Course Overview
This hackathon challenges attendees to design, implement, and optimize robust data processing and transformation pipelines on the Databricks platform within the Microsoft Azure ecosystem. Participants will tackle real-world scenarios involving diverse data sources, focusing on efficient ingestion, sophisticated transformations, and preparing data for analytical consumption. The emphasis will be on leveraging Databricks' capabilities for scalable data manipulation and ensuring data quality.
By participating, attendees will gain hands-on expertise in building high-performance, maintainable data pipelines crucial for deriving actionable insights. This practical experience directly translates into increased proficiency in modern data engineering practices, enabling them to unlock the full potential of their data assets and drive data-driven decision-making within their organizations.
Who should attend
- Data Engineers: This is the core target audience. The challenges directly align with their daily tasks, such as building and optimizing ETL/ELT pipelines, managing data lakes, and ensuring data quality.

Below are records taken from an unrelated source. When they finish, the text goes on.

PR #641, opened 2019-10-03
add webview support

aecast:
Allow notifications to open a webview activity from the app instead of switching to a browser.

### DIFF
--- a/src/main/java/com/mixpanel/android/mpmetrics/MixpanelPushNotification.java
+++ b/src/main/java/com/mixpanel/android/mpmetrics/MixpanelPushNotification.java
@@ -188,8 +188,8 @@ public class MixpanelPushNotification {
         final PendingIntent contentIntent = PendingIntent.getActivity(
                 context,
                 0,
-                data.intent,
-                PendingIntent.FLAG_UPDATE_CURRENT
+                getRoutingIntent(data.onTap, "notificationClick", "notification"),
+                PendingIntent.FLAG_CANCEL_CURRENT
         );
 
         builder.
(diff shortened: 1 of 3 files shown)


src/main/java/com/mixpanel/android/mpmetrics/MixpanelWebViewActivity.java
```diff
@@ -1,6 +1,36 @@
...
 import android.app.Activity;
+import android.os.Bundle;
+import android.webkit.WebChromeClient;
+import android.webkit.WebSettings;
+import android.webkit.WebView;
+import android.webkit.WebViewClient;
+
+import com.mixpanel.android.R;
 
 public class MixpanelWebViewActivity extends Activity {
```
jbwyme: why did this class already exist? what was it used for?

aecast: It didn't, I think the class creation is either in another PR or wasn't tracked

jbwyme: ah, it should be in this one though shouldn't it? along with whatever code in the router that calls it?

aecast: yeah found it on other PR going to fix up

src/main/java/com/mixpanel/android/mpmetrics/MixpanelPushNotification.java
```diff
@@ -31,6 +31,7 @@
 
 public class MixpanelPushNotification {
     protected final String LOGTAG = "MixpanelAPI.MixpanelPushNotification";
+    protected final int ROUTING_REQUEST_CODE = 1;
```
jbwyme: add comment about what this does and why we chose 1

src/main/java/com/mixpanel/android/mpmetrics/MixpanelPushNotification.java
```diff
@@ -188,8 +189,8 @@ protected void buildNotificationFromData() {
         final PendingIntent contentIntent = PendingIntent.getActivity(
                 context,
                 0,
-                data.intent,
-                PendingIntent.FLAG_UPDATE_CURRENT
+                getRoutingIntent(data.onTap, "notificationClick", "notification"),
```
jbwyme: as mentioned in another PR, I think we should just be passing the `target` (as an enum) to `getRoutingIntent` and when the target is `notification`, we don't need an id or label.

PR #642, opened 2019-10-04
Notification onClick tracking

aecast:
Restructured notification building process to use routing activity and the new PushAction type, allowing us to track the event where a user taps the notification. Added handling of this event in the MixpanelNotificationRouteActivity.

### DIFF
--- a/src/main/java/com/mixpanel/android/mpmetrics/MixpanelNotificationRouteActivity.java
+++ b/src/main/java/com/mixpanel/android/mpmetrics/MixpanelNotificationRouteActivity.java
@@ -19,7 +19,7 @@ public class MixpanelNotificationRouteActivity extends Activity {
     protected void onCreate(Bundle savedInstanceState) {
         super.onCreate(savedInstanceState);
 
-        Intent routeIntent = getIntent();
+        final Intent routeIntent = getIntent();
         Bundle extras = routeIntent.getExtras();
 
         if (null == routeIntent) {
@@ -29,14 +29,31 @@ public class MixpanelNotificationRouteActivity extends Activity {
 
         trackAction(routeIntent);
 
-        Intent notificationIntent = new Intent(Intent.ACTION_VIEW, Uri.parse(routeIntent.getExtras().getCharSequence("uri").toString()));
+        final Intent notificationIntent = handleRouteIntent(routeIntent);
+
+
         if (!extras.getBoolean("sticky")) {
             cancelNotification(extras);
         }
         startActivity(notificationIntent);
     }
 
-    private void cancelNotification(Bundle extras) {
+    protected Intent handleRouteIntent(Intent routeIntent) {
+        String actionType = routeIntent.getExtras().getCharSequence("actionType").toString();
+
+        if (actionType.equals("browser") || actionType.equals("deeplink")) {
+            return new Intent(Intent.ACTION_VIEW, Uri.parse(routeIntent.getExtras().getCharSequence("uri").toString()));
+        } else if (actionType.equals("webview")) {
+            return new Intent(this.getApplicationContext(), MixpanelWebViewActivity.class).
+                    putExtra("uri", routeIntent.getExtras().getCharSequence("uri").toString()).
+                    addFlags(Intent.FLAG_ACTIVITY_NEW_TASK);
+        } else {
+            //use homescreen as default if no actionType specified
+            return this.getPackageManager().getLaunchIntentForPackage(this.getPackageName());
+        }
+    }
+
+    protected void cancelNotification(Bundle extras) {
         int notificationId = extras.getInt("notificationId");
         NotificationManager notificationManager = (NotificationManager) getApplicationContext().getSystemService(getApplicationContext().NOTIFICATION_SERVICE);
         notificationManager.cancel(notificationId);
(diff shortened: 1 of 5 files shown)


src/main/java/com/mixpanel/android/mpmetrics/MixpanelNotificationRouteActivity.java
```diff
@@ -29,14 +29,31 @@ protected void onCreate(Bundle savedInstanceState) {
 
         trackAction(routeIntent);
 
-        Intent notificationIntent = new Intent(Intent.ACTION_VIEW, Uri.parse(routeIntent.getExtras().getCharSequence("uri").toString()));
+        final Intent notificationIntent = handleRouteIntent(routeIntent);
+
+
```
jbwyme: remove empty line here, don't need two blank lines

src/main/java/com/mixpanel/android/mpmetrics/MixpanelNotificationRouteActivity.java
```diff
@@ -29,14 +29,31 @@ protected void onCreate(Bundle savedInstanceState) {
...
             cancelNotification(extras);
         }
         startActivity(notificationIntent);
     }
 
-    private void cancelNotification(Bundle extras) {
+    protected Intent handleRouteIntent(Intent routeIntent) {
+        String actionType = routeIntent.getExtras().getCharSequence("actionType").toString();
+
+        if (actionType.equals("browser") || actionType.equals("deeplink")) {
```
jbwyme: let's use an enum or at least constants for these action type values and use a switch/case instead of if/thens

src/main/java/com/mixpanel/android/mpmetrics/MixpanelNotificationRouteActivity.java
```diff
@@ -29,14 +29,31 @@ protected void onCreate(Bundle savedInstanceState) {
...
+
         if (!extras.getBoolean("sticky")) {
             cancelNotification(extras);
         }
         startActivity(notificationIntent);
     }
 
-    private void cancelNotification(Bundle extras) {
+    protected Intent handleRouteIntent(Intent routeIntent) {
+        String actionType = routeIntent.getExtras().getCharSequence("actionType").toString();
```
jbwyme: can this throw an NPE if `routeIntent.getExtras().getCharSequence("actionType")` is null?

src/main/java/com/mixpanel/android/mpmetrics/MixpanelNotificationRouteActivity.java
```diff
@@ -29,14 +29,31 @@ protected void onCreate(Bundle savedInstanceState) {
...
+
+        if (actionType.equals("browser") || actionType.equals("deeplink")) {
+            return new Intent(Intent.ACTION_VIEW, Uri.parse(routeIntent.getExtras().getCharSequence("uri").toString()));
```
jbwyme: same here, can this throw NPE?

src/main/java/com/mixpanel/android/mpmetrics/MixpanelNotificationRouteActivity.java
```diff
@@ -47,47 +64,60 @@ protected void trackAction(Intent routeIntent) {
...
+            MPLog.i(LOGTAG, "Notification action click logged with no actionId");
             return;
         }
 
-        CharSequence uriChars = intentExtras.getCharSequence("uri");
-        if (null == uriChars) {
-            MPLog.i(LOGTAG, "Notification action click logged with no uri.");
+        CharSequence actionTypeChars = intentExtras.getCharSequence("actionType");
+        if (null == actionIdChars) {
+            MPLog.i(LOGTAG, "Notification action click logged with no actionType");
```
jbwyme: let's use `MPLog.d` for all of these

src/main/java/com/mixpanel/android/mpmetrics/MixpanelNotificationRouteActivity.java
```diff
@@ -47,47 +64,60 @@ protected void trackAction(Intent routeIntent) {
...
+        final String label = labelChars.toString();
         final String messageId = messageIdChars.toString();
         final String campaignId = campaignIdChars.toString();
 
         MixpanelAPI.allInstances(new MixpanelAPI.InstanceProcessor() {
             @Override
             public void process(MixpanelAPI api) {
                 JSONObject pushProps = new JSONObject();
-
+                String tapTarget;
```
jbwyme: let's have an enum for `TapTarget` with `NOTIFICATION` and `ACTION_BUTTON` as entries.

src/main/java/com/mixpanel/android/mpmetrics/MixpanelNotificationRouteActivity.java
```diff
@@ -47,47 +64,60 @@ protected void trackAction(Intent routeIntent) {
...
                 try {
-                    pushProps.put("actionId", actionId);
-                    pushProps.put("uri", uri);
-                    pushProps.put("messageId", messageId);
-                    pushProps.put("campaignId", campaignId);
+                    if (actionId.equals("notificationClick")) {
```
jbwyme: why don't we just set the tapTarget on the intent instead of determining it implicitly? then `actionId` can be null when the target is `notification`

src/main/java/com/mixpanel/android/mpmetrics/MixpanelNotificationRouteActivity.java
```diff
@@ -47,47 +64,60 @@ protected void trackAction(Intent routeIntent) {
...
+                        pushProps.put("tap_target", "notification");
+                    } else {
+                        pushProps.put("tap_target", "button");
+                        pushProps.put("button_id", actionId);
```
jbwyme: let's just use `buttonId` instead of `actionId` everywhere for consistency

src/main/java/com/mixpanel/android/mpmetrics/MixpanelPushNotification.java
```diff
@@ -301,28 +254,99 @@ protected void maybeAddActionButtons() {
...
+        return (new Notification.Action.Builder(icon, title, createActionIntent(onTap, actionId, title))).build();
     }
 
-    protected PendingIntent createActionIntent(PushTapAction onTap, String actionId) {
+    protected PendingIntent createActionIntent(PushTapAction onTap, String actionId, CharSequence label) {
+        Intent routingIntent = getRoutingIntent(onTap, actionId, label);
+        return PendingIntent.getActivity(context, 0, routingIntent, PendingIntent.FLAG_CANCEL_CURRENT);
+    }
+
+    protected Intent getRoutingIntent(PushTapAction onTap, String actionId, CharSequence label) {
```
jbwyme: yeah let's make this signature: `protected Intent getRoutingIntent(PushTapTarget target, PushTapAction onTap, String buttonId = null, CharSequence label = null)`

aecast: if target is already a member of onTap then what is the point in putting it in the signature?

PR #643, opened 2019-10-08
Add android total sessions length

Ivansap:
Adding user fields like on [iOS SDK](https://github.com/mixpanel/mixpanel-iphone/blob/5be3385af99f3c4cd4c1971b834e45c41576f48e/Mixpanel/AutomaticEvents.m#L89) 

TOTAL_SESSIONS - Total user sections counter - 
TOTAL_SESSIONS_LENGTH - total user sections length in seconds

### DIFF
--- a/src/main/java/com/mixpanel/android/mpmetrics/MixpanelActivityLifecycleCallbacks.java
+++ b/src/main/java/com/mixpanel/android/mpmetrics/MixpanelActivityLifecycleCallbacks.java
@@ -71,8 +71,10 @@ import java.util.Locale;
                             String sessionLengthString = nf.format((System.currentTimeMillis() - sStartSessionTime) / 1000);
                             JSONObject sessionProperties = new JSONObject();
                             sessionProperties.put(AutomaticEvents.SESSION_LENGTH, sessionLengthString);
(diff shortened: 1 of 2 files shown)


Ivansap:
hi, @aecast can you review this feature?

Ivansap:
Hi, @jbwyme, can you merge this commit?

jbwyme:
Thoughts on this @patedit? Seems generally ok to me. The two concerns I have at first glance are:
1) no tests
2) if customers are ok with two new automatic profile properties

src/main/java/com/mixpanel/android/mpmetrics/MixpanelActivityLifecycleCallbacks.java
```diff
@@ -71,6 +71,10 @@ public void run() {
                             String sessionLengthString = nf.format((System.currentTimeMillis() - sStartSessionTime) / 1000);
                             JSONObject sessionProperties = new JSONObject();
                             sessionProperties.put(AutomaticEvents.SESSION_LENGTH, sessionLengthString);
+                            if (mMpInstance.getPeople().isIdentified()) {
```
patedit: we don't need to check this. if the user is not identified, these updates will be queued in disk and flushed when `identify()` is called :)

Issue #567, opened 2018-09-24
Crash on formatting a timezone


arturdryomov:
* Device: BlackBerry BBB100-1
* OS: 8.1.0
* Mixpanel SDK: 5.4.1

```
Fatal Exception: java.lang.AssertionError: No NameTypeIndex match for SHORT_DAYLIGHT
       at android.icu.impl.TimeZoneNamesImpl$ZNames.getNameTypeIndex(TimeZoneNamesImpl.java:724)
       at android.icu.impl.TimeZoneNamesImpl$ZNames.getName(TimeZoneNamesImpl.java:790)
       at android.icu.impl.TimeZoneNamesImpl.getTimeZoneDisplayName(TimeZoneNamesImpl.java:183)
       at android.icu.text.TimeZoneNames.getDisplayName(TimeZoneNames.java:261)
       at java.util.TimeZone.getDisplayName(TimeZone.java:405)
       at java.util.Date.toString(Date.java:1066)
       at org.json.JSONStringer.value(JSONStringer.java:252)
       at org.json.JSONObject.writeTo(JSONObject.java:723)
       at org.json.JSONStringer.value(JSONStringer.java:237)
       at org.json.JSONObject.writeTo(JSONObject.java:723)
       at org.json.JSONObject.toString(JSONObject.java:692)
       at com.mixpanel.android.mpmetrics.AnalyticsMessages$PeopleDescription.toString(AnalyticsMessages.java:204)
       at com.mixpanel.android.mpmetrics.AnalyticsMessages$Worker$AnalyticsMessageHandler.handleMessage(AnalyticsMessages.java:317)
       at android.os.Handler.dispatchMessage(Handler.java:106)
       at android.os.Looper.loop(Looper.java:164)
       at android.os.HandlerThread.run(HandlerThread.java:65)
```

dmitry-novikov:
Hey, MixPanel team, any change this bug to be fixed?

dmitry-novikov:
Can you please apply the same workaround like Facebook did?
https://stackoverflow.com/questions/51453091/android-facebook-sdk-internal-utility-java-lang-assertionerror/52035884#52035884

dmitry-novikov:
@patedit :question:

patedit:
Hey @dmitry-novikov - I will make sure to add this on the next release.

patedit:
I've created a PR here if you want to take a look: https://github.com/mixpanel/mixpanel-android/issues/567

[...]

PR #652, opened 2019-11-20
Fix AssertionError for some devices running Android 8.X

patedit:
Fixes https://github.com/mixpanel/mixpanel-android/issues/567

### DIFF
--- a/src/main/java/com/mixpanel/android/mpmetrics/AnalyticsMessages.java
+++ b/src/main/java/com/mixpanel/android/mpmetrics/AnalyticsMessages.java
@@ -82,20 +82,31 @@ import javax.net.ssl.SSLSocketFactory;
 
     // Must be thread safe.
     public void peopleMessage(final PeopleDescription peopleDescription) {
-        final Message m = Message.obtain();
-        m.what = ENQUEUE_PEOPLE;
-        m.obj = peopleDescription;
+        try {
+            peopleDescription.getMessage().toString();
 
-        mWorker.runMessage(m);
+            final Message m = Message.obtain();
+            m.what = ENQUEUE_PEOPLE;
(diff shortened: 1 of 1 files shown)


src/main/java/com/mixpanel/android/mpmetrics/AnalyticsMessages.java
```diff
@@ -82,20 +82,31 @@ public void eventsMessage(final EventDescription eventDescription) {
 
     // Must be thread safe.
     public void peopleMessage(final PeopleDescription peopleDescription) {
-        final Message m = Message.obtain();
-        m.what = ENQUEUE_PEOPLE;
-        m.obj = peopleDescription;
+        try {
+            peopleDescription.getMessage().toString();
```
dmitry-novikov: Shouldn't it be already normalized in `MixpanelMessageDescription` constructor?

src/main/java/com/mixpanel/android/mpmetrics/AnalyticsMessages.java
```diff
@@ -82,20 +82,31 @@ public void eventsMessage(final EventDescription eventDescription) {
...
 
     // Must be thread safe.
     public void groupMessage(final GroupDescription groupDescription) {
-        final Message m = Message.obtain();
-        m.what = ENQUEUE_GROUP;
-        m.obj = groupDescription;
-
-        mWorker.runMessage(m);
+        try {
+            groupDescription.getMessage().toString();
```
dmitry-novikov: The same, check in `MixpanelMessageDescription` constructor should already handle it.

patedit:
thanks @dmitry-novikov - totally missed removing that (was part of a different fix I had in place). Much appreciated you taking a look

PR #657, opened 2019-12-02
Remove notification webview action support

aecast:
Removes the ability to launch web-views with an OnTap action from an Android notification.


src/main/AndroidManifest.xml
```diff
@@ -76,11 +76,6 @@
         -->
 
         <!-- This activity will alow your application to open URLs from Notifications in a Webview instead of a browser -->
```
patedit: remove this comment too plz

- Data Analysts: Those who are looking to move beyond simple analysis and gain a deeper understanding of the data pipeline "plumbing". This hackathon will help them understand how data is prepared, leading to more effective and robust analysis.
- Data Scientists: While their primary focus is on modeling, many data scientists are involved in data preparation. This event will help them build more efficient pipelines for feature engineering and data preprocessing, which is a significant part of their workflow.
Prerequisites
To be successful and get the most out of the event, participants should have:
- Relational database knowledge: Understanding of concepts like tables, joins, and SQL.
- Programming experience: Proficiency in a language like Scala or Python
- ETL pipeline concepts: Familiarity with the concept of data transformation with data pipelines is recommended.
- Cloud fundamentals: Familiarity with Azure is recommended.
Course Objectives
This hackathon embodies the modern approach to data processing, leveraging the Databricks platform, powered by innovation in the Apache Spark product family, and running on any of the top cloud hyperscalers. By the end of this hackathon, participants will gain practical skills and a deeper understanding of modern data engineering on Databricks within Azure, specifically to:
- Master data ingestion from diverse sources and establish robust multi-layered Delta Lake architectures (Bronze, Silver, Gold).
- Proficiently perform complex cleaning, standardization, and feature engineering using Spark to prepare high-quality data for analytical consumption.
- Design and implement automated, incremental data loading and transformation jobs to ensure efficiency and data freshness.
- Integrate robust error handling and basic telemetry to build reliable pipelines and effectively monitor their health and performance.